All of these perceptions are derived from the senses. Beautiful words could never conjure enough realism to replace the reality of seeing a rose. A poem written by Ernest Hemmingway describing the beauty of a rose would still act as a dull substitute for the actual experience. An impression is superior to any idea.
Hume claimed that, “The most lively thought is still inferior to the dullest sensation,”(Hume, 10). Sensation is the only real attribute of the mind and it serves as focal point for all ideas and extensions of thought. Impressions have the ability to stand independently; they do not depend on any other elements to make them seem more real. They can always be relied upon; there is no chance of making a mistake when regarding them.
Impressions are original in their state of being and never act as a counterfeit. They are dazzling and sound. Impressions are derived from inward and outward sentiments. Outward impressions are caused by external perceptions. These consist of the sounds of a thunderstorm, the sensation of rain on the skin and seeing the electricity in lightening.
It includes all the perception that the senses experience first hand. Inward impressions make up all of the internal perceptions. This includes feelings and emotions that are evoked by external extensions.
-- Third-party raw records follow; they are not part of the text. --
PR #582, opened 2021-12-11
fixes #567 split CDI-lite into own module

### LINKED ISSUE #567: Move jakarta.enterprise.inject.build.compatible.spi to another spec (jakarta.build.inject?)
Hi all,

jakarta.enterprise.inject.build.compatible.spi has no real link with CDI except a few annotation overlapping so it is really worth extracting it in a "build IoC" dedicated spec to benefit to the whole platform.

The drawbacks are obvious:

1. No way to use "CDI" but you can only use subpart os CDI (build is incompatible with runtime part and the opposite by design and API)
2. No way to use CDI lite with EE - EE design is runtime which makes it strength and enterprise readiness by enabling to work on already compiled code (frameworks, tooling, transversal concerns of companies .... Indeed, EE can become more build oriented but it is a totally different design as shown by CDI lite work and requires a rethinking of the framework so better to not mess up everything and keep API straight forward (and avoid the "oh, even if I put code it is ignored??" on user land)
3. User inconsistency: it is unlikely an user finds it natural until he checks the implementation(s) because the API is exposed as a while but is not used as such as explained
4. "Framework integration with CDI" means nothing since it is either at build time or at runtime (or 2 integrations) so will create a lot of noise
5. There is no technical limitation as of today to use CDI in lite mode without all the new annotations, it got proven by multiple impementations and it can even be *already* reflectionless technically if desired (not sure the gain is worth it but technically we know how to do it)

Indeed the advantage of this package is obvious: design closer to graalvm (which is a good thing)

So overall this task is about not polluting CDI which is a strong, core and widely used basis in the industry and enable users to start PoC-ing build time EE code through an incubating new specification which could connect to CDI by an appendix (proposal).
After 1-2 years we can review what was there and check it is relevant or not to include in CDI but as of today there is no real strong argument to do so but several to not do.

struberg:
Technically there is no dependency from the 'Full' api to the lite api.
CDI-Lite is only an additional mechanism to support build time generation of proxies etc.
It is a kind of build-time replacement of the classic CDI Extension mechanism.
Servers should be free to support Full or Lite, but not forced to implement both.


graemerocher:
@Ladicek this is actually not a bad idea either way since technically these classes are not needed at runtime (except for the synthetic bean stuff maybe that could be a cdi-lite-runtime module?)

manovotn (changes requested):
-1 

> Servers should be free to support Full or Lite, but not forced to implement both.

If this is the motivation for the PR, then I am afraid you misunderstood the concept of Lite.
CDI Lite is designed to be a subset of CDI Full and for that reason any CDI Full implementation needs to support CDI Lite as well.
Note that you don't need to do much to meet that requirement - CDI Lite extension model can be executed/implemented via Portable Extensions. See https://github.com/Ladicek/StillDI which is a PoC to achieve just that. The rest of CDI Lite is a functionality that any existing CDI implementation already has (or should have for that matter).

Apart from the above, there were numerous discussions on how to deliver CDI API jar WRT to Lite addition and if I remember correctly, we agreed that for the first version, we will just keep it in one API jar with the possibility to split it up in a more breaking manner later.
Note that moving just these few classes doesn't solve much because CDI Lite still needs most of the other CDI-related parts.

Furthermore, these classes are actually needed during runtime for any runtime implementation of CDI Lite (be it standalone Lite impl or perhaps CDI Full impl). CDI Lite isn't necessarily always build-time oriented but is designed with that in mind.

Last but not least, @starksm64 is working on a CR release of CDI API (to meet required deadline) and a change like this sounds too invasive at this stage of development.

rmannibucau:
It is a good start to move lite away from the normal api but since it is by design another spec it should move to a build spec since it breaks the full spec and pkatform and not stay in cdi.

Anyway +1000 to *NOT* include it in any new release of cdi since it is a massive shout in the foot of cdi spec and jakarta platform (basically it says dont use us anymore since you cant rely on any investment done on us)

struberg:
> CDI Lite is designed to be a subset of CDI Full and for that reason any CDI Full implementation needs to support CDI Lite as well.

This seems not to be correct. Lite technically needs CDI Full, but not the other way around as I did prove with the PR. The dependencies clearly shows that.

> Note that moving just these few classes doesn't solve much because CDI Lite still needs most of the other CDI-related parts.

Yes, but not the other way around. If someone doesn't run on Quarkus then one doesn't need those APIs. In other words: CDI lite is actually not lighter in terms of code but adds *additional* support for build time generators. That's fine, but the name indicates that 'lite' is a subset whereas in reality it's the other way around.

> Note that moving just these few classes 
Those 'few' classes add about 30%.

> Furthermore, these classes are actually needed during runtime for any runtime implementation of CDI Lite 

Yes, but not for Full. That's the whole point.

> Last but not least, @starksm64 is working on a CR release of CDI API

Is this really an argument for a technical question? What is that for a deadline? It's not a final release yet. Do ship your preview, but we can still do this properly afterwards.

rmannibucau:
It is actually worse: CDI "full" and lite are not interoperable which means both have a clear overlap but none of both can work together at any time so they are really  2 distinct specs (I assume we could extract a cdi-common like spec to share what is shareable but not sure it would help and wouldnt mess more what is in user minds).

Also note that it is not true that the CDI implementation runtime needs these classes, most are only build time classes so very worse case they belong to another jar (just speaking in terms of modularity but the point is that it is not the same spec since it is not compatible with the existing and other package flavor so shouldnt be there at all).

struberg:
I've change the module name from cdi-light to cdi-lite.

manovotn:
> This seems not to be correct. Lite technically needs CDI Full, but not the other way around as I did prove with the PR.

This is simply untrue statement. Lite was deliberately designed to be a *functional* subset of Full and works as such as is captured in API, TCK and compatible implementation(s).
The dependencies you refer to are simply a matter of agreement that we do not want to split CDI JAR in this release as that would be breaking everything. But if we were really going to break it, than we should split all CDI Full parts into separate JARs (and therefore even different packages) and make CDI Full depend on CDI Lite which would then contain the core functionality.
That is how it was designed and intended as I am sure you read in the numerous documents, email conversations, issues,...

> Yes, but not the other way around. If someone doesn't run on Quarkus then one doesn't need those APIs. In other words: CDI lite is actually not lighter in terms of code but adds additional support for build time generators. That's fine, but the name indicates that 'lite' is a subset whereas in reality it's the other way around.

Quarkus is not the only implementation, Micronaut folks started and actively work on OpenDI. See https://projects.eclipse.org/projects/ee4j.odi
And once again, Lite is a functional subset. Build compatible extension are designed to be supported in both environments and can be easily implemented in Full via portable extensions as can be seen in compatible implementation (and the StillDI PoC that initially showed that). Therefore, they are also part of Full, albeit as a new feature compared to previous CDI major version.

> Yes, but not for Full. That's the whole point.

Yes, for Full. That was the whole point ever since the work on Build Compatible Extensions started - for them to be available and usable in both approaches, if the user wishes to go that way.

> Is this really an argument for a technical question? What is that for a deadline? It's not a final release yet. Do ship your preview, but we can still do this properly afterwards.

No, it's not. It is a note saying that the design, discussion and development across CDI, TCK and at least three implementations is ongoing for a long period of time and has reached a point where we have it working and in CR state for Jakarta EE 10. Simple as that.

> It is actually worse: CDI "full" and lite are not interoperable which means both have a clear overlap...

As stated above, CDI Full contains CDI Lite and Weld 5 implements both, so I am not sure what is the "not interoperable" part supposed to mean?

> Also note that it is not true that the CDI implementation runtime needs these classes, most are only build time classes so very worse case they belong to another jar

Your statement is based on false presumption that CDI Full doesn't support that. As stated above, it does, and as such it needs those classes at runtime. Again, Weld 5 is a proof of that.

> Tempted to answer that you got warned this design was not working month ago but didn't listen...

The design works just fine - we have APIs, TCKs and implementations. And we had them, or at least PoC of them, even that month ago so pardon me for now listening but I am still not seeing that grave design flaw you are talking about.

rmannibucau:
How do you reconcile runtime and build time extensions? How do you make discovery unified? How to you make build-less (what jakarta platform targets for next release and tck) working for a build only api?
How do you provide an unified api at build time compatible with annot proc round trips to integrate with java instead of reinventing another partial build time api? How do you make build time extensions running properly with existing cdi extensions frameworks made? How do you integrate it with the platform (jaxrs, jbatch, jsf, ...)? How do you respect the type safety of cdi - its root core - if you have 2 envs to unify with no guarantee between both? How can you claim to be CDI compatible if using CDI makes you no more compatible with CDI (indeed add full and lite but it is the mess you create for users). And so on...

Last, which use case do you enable? Configure at buld time CDI? It is already doable and done by vendors. Becoming native? It is already done. Anything else you didnt mention and worth duplicating so much API?

Please dont mix "we dont do" and "we cant do". For ex quarkus does not support decorators but it can to show a trivial example.

struberg:
> Lite was deliberately designed to be a _functional_ subset of Full

No, it is a superset of current CDI. It is NOT lighter than current CDI. It adds 30% more complexity. I personally don't get the gain because already now one can easily do build-time generation and then let this run in a standard CDI-2.0 container. And if one says he's fine with not using Extensions, then he can even run pretty much free of reflection. This is now Arthur, Helidon etc do work.

> That is how it was designed and intended as I am sure you read in the numerous documents, email conversations, issues,...

I read it and spoke out against it many times. Like many others did. You did choose to ignore the opinion of all those people. I totally understand and support to explore new grounds and play around what can be done. But when it comes to the final spec we really must review the findings and make honest decisions. "We spent so many hours" is simply not an argument. There are many implementations which did easily manage to run on GraalVM without those APIs. Fine to keep it as optional API nonetheless if some vendors want it, but it should not be forced on Full CDI imo.

Ladicek:
Here's a short historical digression. The original idea was that CDI Lite would be just a subset of the CDI API, without extensions. People complained that they need extensions, so a new extension API was born (because no matter how loud you say that Portable Extensions can easily be implemented at build time, it just won't become true). The original idea of that API was that it would only be part of CDI Lite and CDI Full would not have to implement that. People complained that Lite would no longer be a subset of Full, so the API was reshaped a little to make sure it can be implemented on top of Portable Extensions. People should make up their minds :-)

One thing that deserves extra clarification:

> How do you reconcile runtime and build time extensions? [...]

You don't. In Weld, Build Compatible Extensions are executed together with Portable Extensions. (In fact, they are executed _by_ a Portable Extension.) Build Compatible Extensions are build _compatible_, not build _only_.

Hence, users can have Portable Extensions and Build Compatible Extensions on their classpath (hand-waving a little here), and they will all be processed at the same time. There's also an annotation to skip a Build Compatible Extension if a corresponding Portable Extension is present, allowing libraries to ship both.

> > Lite was deliberately designed to be a _functional_ subset of Full
> 
> No, it is a superset of current CDI.

Those two sentences are not in contradiction. Core CDI in version 4.0 is obviously a superset of Core CDI in 3.0 (or 2.0). A subset of _that_ is called CDI Lite.

rmannibucau:
@Ladicek well, you well explained why it can't sit in CDI, because 1. it breaks EE "runtime" design - which is important in enterprises, 2. it breaks CDI itself since you never reconcile both worlds as expected and you can't use build time api at runtime so it *must* not be there in cdi-api *by design* so it is an optional CDI build time API (likely a vendor one since it is at build by design in EE)

So it must be at least extracted as an optional layer integrating with CDI like JAX-RS does for example (in terms of integration) and not be in cdi-api at all as you explained and by CDI design.

Ladicek:
I have explained that the build _compatible_ API can be used at runtime, is supposed to be used at runtime by runtime implementations of CDI, and is actually used at runtime by Weld. There is no expectation that build compatible extensions are always executed during build, only to be reconciled later with whatever portable extensions do. If an implementation decides to do it anyway, it's their job to define, implement and document their semantics and limitations -- but, again, there's nothing in CDI that would suggest that this is required or even recommended. All in all, it 1. doesn't break any runtime design, because there are no build time requirements, 2. doesn't break CDI, because there are no reconciliation requirements, 3. belongs to CDI just fine.

rmannibucau:
The reconcialiation requirement is in the cdi "current" api with extension design. Lite breaks that by design. Look quarkus for an example. Another thing is the goal of graalvm compat is not reached as you explains cause you need the runtime. So it is just noise in the api and no new feature is added so no need to x2 the api for no user gain so please drop this useless package from what is called "cdi" and move it to another spec.

struberg:
+1 It's literally optional! @Ladicek as you said yourself, it even can be done in a portable extension.

Ask yourself the question: is ANY of those classes neeed at runtime by the user code? Clearly not!

manovotn:
This PR is no longer relevant because CDI 4.0 has been released some time ago.
Closing it.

The emotions: loyalty, compassion, misery, depression and romance are all categorized as inward impressions. Seeing a shooting star and feeling lucky as a result of the sighting is an example of an outward impression causing an inward impression.
The two impressions define one another. Ideas are the feeble perceptions of the mind. They are the reflections of the sensations experienced from impressions. Ideas are codependent on impressions; they cannot exist without their influence. They are at least when simple, like impression but imperfect.
Ideas cannot be trusted or relied upon to be consistent and true. They seem on the surface, to be infinitely powerful with the ability to transcend the limits of the mind. However, in actuality they are limited to the impression that formulated them. The creative boundaries of the mind are restricted to having only the ability to transform bits of memory that were copies of past experiences.
Hume argues that a blind man can never formulate an idea of a spectrum of colors. For he has the absence of the sense of sight. A spectrum of color can only be comprehended by seeing and experiencing its beauty through the eyes. Impression of color can never be copied without the sensation of sight. This principle applies to ideas based on outward impressions as well as those based on inward impressions. For example, it is beyond the capacity of a man who is a womanizer to ever comprehend the idea of monotony.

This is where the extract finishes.